Differentiation and Benefits:
-
Open Protocol: Industry standard for data sharing, allowing interoperability across platforms like Spark, Pandas, Power BI, and more.
-
Live Data Access: Share live, ready-to-query data directly from your data lake (e.g., Delta Lake) without replication.
-
Data Product Sharing: Access to curated, SAP-managed data products that provide a harmonized data model across all lines of business while preserving business context and semantics.
-
Security & Governance: Includes fine-grained access control, auditing, and centralized governance . Security protocols such as mutual Transport Layer Security (mTLS) and OpenID Connect (OIDC) are implemented for safe data exchanges
Replication Flow
- When data from SAP sources such as SAP S/4HANA or SAP BW/4HANA needs to be transferred directly out for storage in external hyperscaler stores such as Amazon S3 or Google Cloud Storage, the Replication Flow feature of SAP Datasphere should be used.

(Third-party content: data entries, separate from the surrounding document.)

PR #148, opened 2022-02-24
WIP: Pressure Thrust corrections

MrGribel:
## Pull request type

## Pull request checklist

Rocketpy currently does not take into account the thrust additions due to pressure differences between nozzle exit and external pressure.

## What is the new behavior?
A few changes have been added:

1. - A correction is now applied to given thrust data to correct any thrust differences originated from static fire tests made at altitude.
2. - Pressure thrust is calculated at each instant of Flight and added to the total thrust of the Rocket, according to trajectory.

- [ ] Yes
- [x] No

## Other information
Reference for equations:
https://www.grc.nasa.gov/WWW/k-12/airplane/thrsteq.html

Preliminary tests were made. Code works, but results must be further investigated.
Bella Lui had a ~20m apogee increase.

## TO-DOs:
- Pressure thrust must be also calculated during rail phase
- A few Flight Functions must be altered to account for these changes in plots
- Create a test for this feature
- Alter `getting_started` notebook to reflect changes

### DIFF
--- a/rocketpy/Flight.py
+++ b/rocketpy/Flight.py
@@ -1230,7 +1230,7 @@ class Flight:
             Mt = self.rocket.motor.mass.getValueOpt(t)
             # Pressures
             exitPressure = self.rocket.motor.exitPressure
-            freestreamPressure = self.env.pressure(z)
+            freestreamPressure = self.env.pressure.getValueOpt(z)
             # Check for optimal expansion
             calculatePT = not self.rocket.motor.altitudeCompensatingNozzle
             # Thrust
--- a/rocketpy/Flight.py
+++ b/rocketpy/Flight.py
@@ -833,7 +833,7 @@ class Flight:
                         self.y[0] ** 2
                         + self.y[1] ** 2
                         + (self.y[2] - self.env.elevation) ** 2
-                        >= self.effective1RL ** 2
+                        >= self.effective1RL**2
                     ):
                         # Rocket is out of rail
                         # Check exactly when it went out using root finding
@@ -847,7 +847,7 @@ class Flight:
                         # Get points
                         y0 = (
                             sum([self.solution[-2][i] ** 2 for i in [1, 2, 3]])
-                            - self.effective1RL ** 2
+                            - self.effective1RL**2
                         )
                         yp0 = 2 * sum(
                             [
@@ -858,7 +858,7 @@ class Flight:
                         t1 = self.solution[-1][0] - self.solution[-2][0]
                         y1 = (
                             sum([self.solution[-1][i] ** 2 for i in [1, 2, 3]])
-                            - self.effective1RL ** 2
+                            - self.effective1RL**2
                         )
                         yp1 = 2 * sum(
                             [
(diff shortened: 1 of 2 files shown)


giovaniceotto:
@PatrickSampaioUSP, we need your review in this draft PR! Can you help us with your knowledge of propulsion systems?

PatrickSampaioUSP (approved):
Don't have much to add besides that maybe would be nice to add some unti test to this new feature, showing how it changed the behaviour when a value is provided and that it work properly when no value is provided on those new optional parameters

rocketpy/Flight.py
```diff
@@ -1228,8 +1228,19 @@ def uDot(self, t, u, postProcessing=False):
...
+            calculatePT = not self.rocket.motor.altitudeCompensatingNozzle
             # Thrust
-            Thrust = self.rocket.motor.thrust.getValueOpt(t)
+            pressureThrust = (
+                calculatePT
+                * (exitPressure - freestreamPressure)
+                * np.pi
+                * self.rocket.motor.nozzleRadius ** 2
+            )
+            Thrust = self.rocket.motor.thrust.getValueOpt(t) + pressureThrust
```
giovaniceotto: In terms of design, is this implementation better than having `motor.thrust` include the pressure term? If so, how?

(In such implementation, the thrust curve supplied by the `Motor` to the `Flight` class would need to be a function of both time and pressure. The code at the `Flight` class would not change significantly.)

MrGribel:
I've had some problems with select atmospheric model options with regards to the `Environment` pressure function having undefined values below a certain, seemingly random, altitude threshold. Setting the extrapolation argument of this function to "natural" worked well enough for now, but it's not perfect.

Here's a couple plots illustrating the new behaviour in a standard simulation for Bella Lui, without any additional arguments.
plot3

Note that because none of the new optional arguments were passed, it assumes a sea-level optimized motor, with an exit pressure of 1 atm. Since the rocket is launched from ~400m ASL, it already starts with a pressure differential (leading to a ~20N extra thrust), which increases further as the rocket climbs.

rocketpy/Flight.py
MrGribel: That's an interesting point which I've thought about quite a bit during the implementation.

My reasoning was that the momentum thrust (currently represented by `motor.thrust`) is an inherent function of the motor itself, while the pressure thrust part will also be dependent on the external environment and on a given trajectory - so it is a bit easier to keep them separate. 

We know exactly how the momentum thrust will behave over time due to thrust curve being an input, while the best we can do for pressure thrust **while still inside motor class** is to the create it as function-defined Function, with no known boundaries. We could create a new `totalThrust` attribute which is a sum of both and a function of two parameters, yet it would inherit the issues that pressureThrust has inside of `Motor`, namely the lack of information about pressure(t). Perhaps it would be more interesting to create it as an attribute of `Flight`.

Another point is that momentum thrust (currently `motor.thrust`) is used on a few other calculations (such as `massDot`) - so it probably should be its own thing (this doesn't prevent a new totalThrust attribute from existing of course).

giovaniceotto: Thanks for the clarifications @MrGribel. It makes a lot of sense.

I agree with you, perhaps a `Flight.totalThrust` and a `Flight.pressureThrust` attribute (as a Function of time) would be usefull.

Gui-FernandesBR:
@MrGribel why is the `altitudeCompensatingNozzle` attribute default false?

I mean, if I don't know at which altitude the motor was tested, shouldn't be better assuming there will be none pressure thrust variation?

I believe not every rocket designer knows the "exitPressure" value, which I understand is resulted from your motor design (correct me if I'm wrong but usually you don't know the target exitPressure, specially if you are just buying a motor).

By setting this to True by default, you don't modify flight results of those rockets that you don't have any ideia about static fire ambient pressure/altitude or about your exitPressure, right?

Please let me know if any of this makes sense to you

MrGribel:
Some interesting questions there, @Gui-FernandesBR.
>I mean, if I don't know at which altitude the motor was tested, shouldn't be better assuming there will be none pressure thrust variation?

Probably not. Pressure thrust effects will be present regardless, unless the motor has [a nozzle that compensates for it](https://en.wikipedia.org/wiki/Altitude_compensating_nozzle) (pretty rare for sounding and HPR applications). By providing an imprecise value for exit pressure, the pressure differential curve might be displaced by some factor, yet this is certainly a better guess than neglecting the effect entirely.

>I believe not every rocket designer knows the "exitPressure" value, which I understand is resulted from your motor design

This might be a problem for commercial engines, where you don't have control over many of the project variables. Regarding motor design, there is a parameter known as the nozzle's **ideal expansion ratio**, which is the area ratio required to [reduce the exhaust pressure to ambient pressure](https://en.wikipedia.org/wiki/Rocket_engine_nozzle#Atmospheric_use). Well-designed motors will usually adjust the nozzle's exit area as to match this value, leading to optimal expansion to the desired external pressure (usually close to or at sea-level).

>By setting this to True by default, you don't modify flight results of those rockets that you don't have any ideia about static fire ambient pressure/altitude or about your exitPressure, right?

That's correct. The dilemma here boils down to whether RocketPy current behavior of indifference regarding pressure variation effects is preferable to using the new implementation with uncertain inputs. Should we be conservative concerning historical simulation results? Very hard to find out without lots of data for validation, since the resulting difference is such small.

Gui-FernandesBR:
OK @MrGribel , understood.

Can we proceed with the merge of this pull request? Also, I believe we should raise an issue to accomplish with the problem of elevation definition inside of the environment class.

Could you make that please?

Gui-FernandesBR:
Edit: With the addition of Motor.py file and therefore the end of SolidMotor.py file, this PR will be deprecated.

Code lines additions must be moved to a new PR, created on a branch based on the updated develop

Gui-FernandesBR:
Must be re-created on top of new Motor.py file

- Data can also be moved into SAP Datasphere from SAP data sources using Replication Flows for persistence inside SAP Datasphere.
- Data persisted and enriched in SAP Datasphere can also be moved into external environments for use with downstream use cases in hyperscalers.
- Any data that is moved out into external targets via SAP Datasphere is done with the help of "premium outbound integration" powered by Replication Flows.
Replication Flows in SAP Datasphere offer robust capabilities to ensure seamless data movement and integration across various environments. Here are some key features : Bidirectional Data Movement, Real-Time Data Synchronization, Integration with Hyperscaler Storage Solutions, Automated and Scheduled Transfers
Federation
- When data from external hyperscaler sources needs to be harmonized with SAP data sources in real-time at the SAP Datasphere layer (as opposed to leveraging the Object Store based secure, centrally-governed Delta Sharing integration mentioned earlier) , then the data federation integration at SAP Datasphere is used.
- Data from sources are virtually accessed via remote tables in SAP Datasphere.
- Data remains in its sources and queries are pushed to sources directly.
- Examples of such real-time virtualized data access include integrations with SAP S/4HANA, SAP BW/4HANA, Amazon Athena, Google BigQuery, and Databricks Delta Lake, to name a few.
- To benefit from real-time integration that efficiently queries and returns results to SAP Datasphere, the queries are designed with strategies such as filtering, aggregation, and partitioning at the source.
Data federation in SAP Datasphere allows organizations to access and analyze data from multiple sources without the need for physical data movement. This approach ensures that data remains in its original location while still being available for real-time analytics and decision-making. Here are some key aspects of data federation: Virtual Data Access, Real-Time Insights, Seamless Integration
Data Flow
- When data from external hyperscaler sources needs to be imported into and persisted in SAP Datasphere for use with downstream applications such as building unified semantic models for use with Analytics applications, then the data flow integration is used.
- Data Flow helps import data on a scheduled basis using automatic imports.
- Create a data flow to move and transform data in an intuitive graphical interface. You can drag and drop sources from the Source Browser, join them as appropriate, add other operators to remove or create columns, aggregate data, and do Python scripting, before writing the data to the target table.